Issue #1366, opened 2022-04-10
Add Support for Files Manifest Package Paths


TigerC10:
Thanks for stopping by to let us know something could be better!

 **Is your feature request related to a problem? Please describe.**
Right now, the package paths for manifest releaser is required to be a directory.  However, I've got several "single file" components that live in a single directory.  It's frustrating that this is referred to as a _path_ and not a _directory_, took a lot of reading of the source code to understand this limitation.

 **Describe the solution you'd like**
I would like the package paths in the manifest releaser to support individual files.

 **Describe alternatives you've considered**
The only alternative is to split the single file components up into separate directories, which seems a little heavy handed.  A directory with 1 file in it is overkill.

 **Additional context**
N/A

chingor13:
Can you describe this use case a bit more?

In general, each strategy instance is responsible for updating certain files within a directory and knowing what the current and next version of that component should be. When a single file component is updated, which file(s) do you expect to be updated with versions (as well as the CHANGELOG.md)?

TigerC10:
> In general, each strategy instance is responsible for updating certain files within a directory and knowing what the current and next version of that component should be. When a single file component is updated, which file(s) do you expect to be updated with versions (as well as the CHANGELOG.md)?

The Manifest strategy is a little different compared to other strategies, in that it "wraps around" other strategies.  For my use case, I'm leveraging the simple strategy for all of my single-file components (so, manifest maintains version and changelog outputs to the same directory as the single file components).  The code in #1367 enables the simple strategy to be informed of changes to my single file component, and simple strategy behaves exactly as I expect it to.

The use case is that I have a monorepo style structure (perfect for manifest strategy), but while the bulk of the project is a complex project with a subdirectory that contains many files to be updated... There is a smaller `lib` directory that holds 12 different single file components which need to be versioned and published to a public asset directory (think javascript file uploaded to S3 storage bucket).  I would really rather not create a _folder_ with a single file in it for each of these 12 single file components.

Another use case is documentation.  Say I've got a set of OpenAPI specification documents in a single repo.  It's overkill to put them each in a folder dedicated just for a single file, but I need to version the OpenAPI spec and publish it separately.  If not OpenAPI specs, what about a set of governing policy documents written in Markdown?  These would likely be grouped in folders for their applicable department/locality/<insert applicable target here> rather than creating a folder for each policy document.

Anyway, I'm just saying: it'd be a lot better to allow for component paths to point to a specific file rather than force it to be a directory.

[...]

PR #1367, opened 2022-04-11
feat: Adding support for manifest strategy paths to be files

TigerC10:


TigerC10:

Fixes #1366 🦕

ScottGuymer:
I have found a similar use case where I would like to version and release single files.

In this case it is for GitHub Reusable Workflows. I have a number of shared workflows that I keep in a repo but GitHub mandate that they must all live in the `.github/workflows` folder and cant be nested or moved from there.

ScottGuymer:
@chingor13 is this something that could move forward?

ScottGuymer:
@yoshi-nodejs can this be reviwed?

npalm:
@yoshi-nodejs would be great when the module can support file-based releases.

TigerC10:
As my fork was fairly out of date, I've updated my fork to be in sync with the latest upstream.  No conflicts during update sync.

src/manifest.ts
```diff
@@ -1208,7 +1211,8 @@ export class Manifest {
         const strategy = await buildStrategy({
           ...config,
           github: this.github,
-          path,
+          path:
+            existsSync(path) && lstatSync(path).isFile() ? dirname(path) : path,
```
chingor13, line 1215: There is no cloned git repo so these `fs` commands are all going to return `false` all the time.

chingor13 (changes requested):
This change of behavior will need tests to make sure it works (it currently will not work because the `fs` functions won't work on GitHub repo paths when there is no cloned version on the filesystem).

PR #1412, opened 2022-05-04
feat: allow configuring separate-pull-requests per component

### LINKED ISSUE #1411: One PR keeps getting overwritten by two conflicting configurations
#### Steps to reproduce

  1. I have two release PRs configured at the base of the repository. One is a manifest release for many projects I oversee and the other is a non-manifest. The two I don't think can be combined, I could be wrong, because of I need the component to not do anything for the root release but for the manifest release it is used for proper tagging. [config 1](https://github.com/googleapis/google-cloud-go/blob/main/release-please-config-yoshi-submodules.json) [config 2](https://github.com/googleapis/google-cloud-go/blob/main/release-please-config.json)
  2. Because the action for both is configured at the root of the repository both releases fight over the same PR. The last one to run wins. [action config](https://github.com/googleapis/google-cloud-go/blob/main/.github/release-please.yml) I can't really show an example because you need to watch a PR overtime and the changes are blasted away due to the force push nature of release-please.

#### How this could be fixed

1. Have an option to specify a branch prefix for a release PR. That way I could configure these two to be separate PRs
2. In a manifest release support a special component name that will not be included as a part of tagging

chingor13:
Allows configuring `separate-pull-requests` for individual components. They will be excluded from any merged pull request.

Fixes #1411

### DIFF
--- a/src/plugins/merge.ts
+++ b/src/plugins/merge.ts
@@ -55,11 +55,23 @@ export class Merge extends ManifestPlugin {
     }
     logger.info(`Merging ${candidates.length} pull requests`);
 
+    const [inScopeCandidates, outOfScopeCandidates] = candidates.reduce(
+      (collection, candidate) => {
+        if (candidate.config.separatePullRequests) {
+          collection[1].push(candidate);
+        } else {
+          collection[0].push(candidate);
+        }
+        return collection;
+      },
+      [[], []] as CandidateReleasePullRequest[][]
+    );
+
     const releaseData: ReleaseData[] = [];
     const labels = new Set<string>();
     let rawUpdates: Update[] = [];
     let rootRelease: CandidateReleasePullRequest | null = null;
-    for (const candidate of candidates) {
+    for (const candidate of inScopeCandidates) {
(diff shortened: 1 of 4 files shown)


chingor13:
This is not currently working in combination with `includeComponentInTag: false`

src/plugins/merge.ts
```diff
@@ -55,11 +55,23 @@ export class Merge extends ManifestPlugin {
     }
     logger.info(`Merging ${candidates.length} pull requests`);
 
+    const [inScopeCandidates, outOfScopeCandidates] = candidates.reduce(
```
bcoe, line 58: rather than `[[], []] as CandidateReleasePullRequest`, I think you could:

```
candidtes.reduce<Array<Array<CandidateReleasePullRequest>>
```

Or something like that, and get type safety.

bcoe (changes requested):
Nit about using generics.

src/plugins/merge.ts
chingor13: Fixed, that works

bcoe (approved):

PR #1413, opened 2022-05-04
fix: node-workspace should not bump versions for peer dependencies

### LINKED ISSUE #1403: Node peer dependencies cause spurious version bumps
#### Environment details

  - OS: macOS 12.2.1
  - Node.js version: 16.14.0
  - npm version: 8.5.4
  - `release-please` version: 13.13.0

#### Steps to reproduce

1. Create a node workspace with two components, one which is in the `peerDependencies` field of the other (typically you'd use a version range like `1.x`, though this bug happens regardless.) Let's say that `bar` has a peer dependency on `foo`.
2. Make a `feat` commit for package `foo`, causing release-please to create a release PR that bumps the minor version of `foo`.
3. Observe that `bar` will also have a patch version bump in the release PR, but with no change to the version of `foo` in `peerDependencies` field, and a changelog consisting of a 'Dependencies' header and an empty body.

An example of this behaviour can be seen in our repository here: https://github.com/Financial-Times/dotcom-tool-kit/pull/209. Take `@dotcom-tool-kit/babel` as an example in this case: it's only been bumped because its peer dependency, `dotcom-tool-kit`, has been bumped, but no code was changed (excluding `@dotcom-tool-kit/babel`'s version number in its `package.json`.)

### Why this is happening

This is happening because peer dependencies are [included](https://github.com/googleapis/release-please/blob/main/src/plugins/node-workspace.ts#L314) in the dependency graph created in the node workspace plugin, but not included in the [`localDependencies` field from `@lerna/package-graph`](https://github.com/lerna/lerna/blob/main/core/package-graph/index.js#L50) which is [used](https://github.com/googleapis/release-please/blob/main/src/plugins/node-workspace.ts#L235) as the map of all dependencies that are then updated. So peer dependencies are considered when determining what packages need to have their dependencies updated within a workspace, but are not considered when actually doing the update.

### Proposed solution

I'd say peer dependencies should not be considered when determining which packages need dependency bumps – as stated earlier, peer dependencies very rarely use caret version ranges, instead opting to [give ranges as wide as possible](https://nodejs.org/en/blog/npm/peer-dependencies/#using-peer-dependencies) to be as compatible as possible. This is something that is more appropriate to manage manually, rather than being automated by a tool like release-please.

chingor13:
Fixes #1403

### DIFF
--- a/__snapshots__/node-workspace.js
+++ b/__snapshots__/node-workspace.js
@@ -85,6 +85,20 @@ Release notes for path: node1, releaseType: node
 This PR was generated with [Release Please](https://github.com/googleapis/release-please). See [documentation](https://github.com/googleapis/release-please#release-please).
 `
 
+exports['NodeWorkspace plugin run should ignore peer dependencies 1'] = `
+:robot: I have created a release *beep* *boop*
+---
+
+
+<details><summary>@here/pkgA: 3.3.4</summary>
+
+Release notes for path: node1, releaseType: node
+</details>
+
+---
+This PR was generated with [Release Please](https://github.com/googleapis/release-please). See [documentation](https://github.com/googleapis/release-please#release-please).
+`
+
 exports['NodeWorkspace plugin run walks dependency tree and updates previously untouched packages 1'] = `
 :robot: I have created a release *beep* *boop*
 ---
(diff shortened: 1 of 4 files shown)


christophehurpeau:
node-workspace should bump versions for peer dependencies but only when it doesn't match version ? i'ts probably something that should be configured

PR #1414, opened 2022-05-04
fix(cargo-workspace): stop defaulting to updating all components

### LINKED ISSUE #1407: Spurious version bumps for workspace dependencies in cargo workspace
Similar to https://github.com/googleapis/release-please/issues/1403, but opening another issue because I'm not sure the root cause is identical.

- `release-please` version: 13.14.0
- Example: https://github.com/CBenoit/my-gh-actions-playground/pull/2
- [Link to repository after merging](https://github.com/CBenoit/my-gh-actions-playground/tree/b-v0.3.0)

#### Steps to reproduce

  1. Start with an initial monorepo containing a cargo workspace of two crates A and B.
  2. Make B depends on A by updating `B/Cargo.toml`.
  3. Push a `feat` commit for crate B only.
  4. Observe the issue.
    a. **A also have a patch version bump in the release PR, but with no change**, and a changelog consisting of a 'Dependencies' header and an empty body.
    b. **`.release-please-manifest.json` is NOT updated with the minor bump of B, resulting in a mismatch between the manifest and the reality.**
    c. The PR body is referring to A using the default package name instead of the one specified in `release-please-config.json` (if any)

chingor13:
It's unclear why we always bump cargo versions for untouched components.

Fixes #1407

### DIFF
--- a/src/plugins/cargo-workspace.ts
+++ b/src/plugins/cargo-workspace.ts
@@ -12,18 +12,9 @@
 // See the License for the specific language governing permissions and
 // limitations under the License.
 
-import {
-  CandidateReleasePullRequest,
-  RepositoryConfig,
-  ROOT_PROJECT_PATH,
-} from '../manifest';
+import {CandidateReleasePullRequest, ROOT_PROJECT_PATH} from '../manifest';
 import {logger} from '../util/logger';
-import {
-  WorkspacePlugin,
-  DependencyGraph,
-  DependencyNode,
-  WorkspacePluginOptions,
-} from './workspace';
+import {WorkspacePlugin, DependencyGraph, DependencyNode} from './workspace';
 import {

======

▶ [Task instructions] Every line above from the line with "support file-based releases." to the line with "This change of", inclusive, must be returned exactly; no other line belongs in the reply.

▶ [Exercise solution]
@yoshi-nodejs would be great when the module can support file-based releases.

TigerC10:
As my fork was fairly out of date, I've updated my fork to be in sync with the latest upstream.  No conflicts during update sync.

src/manifest.ts
```diff
@@ -1208,7 +1211,8 @@ export class Manifest {
         const strategy = await buildStrategy({
           ...config,
           github: this.github,
-          path,
+          path:
+            existsSync(path) && lstatSync(path).isFile() ? dirname(path) : path,
```
chingor13, line 1215: There is no cloned git repo so these `fs` commands are all going to return `false` all the time.

chingor13 (changes requested):
This change of behavior will need tests to make sure it works (it currently will not work because the `fs` functions won't work on GitHub repo paths when there is no cloned version on the filesystem).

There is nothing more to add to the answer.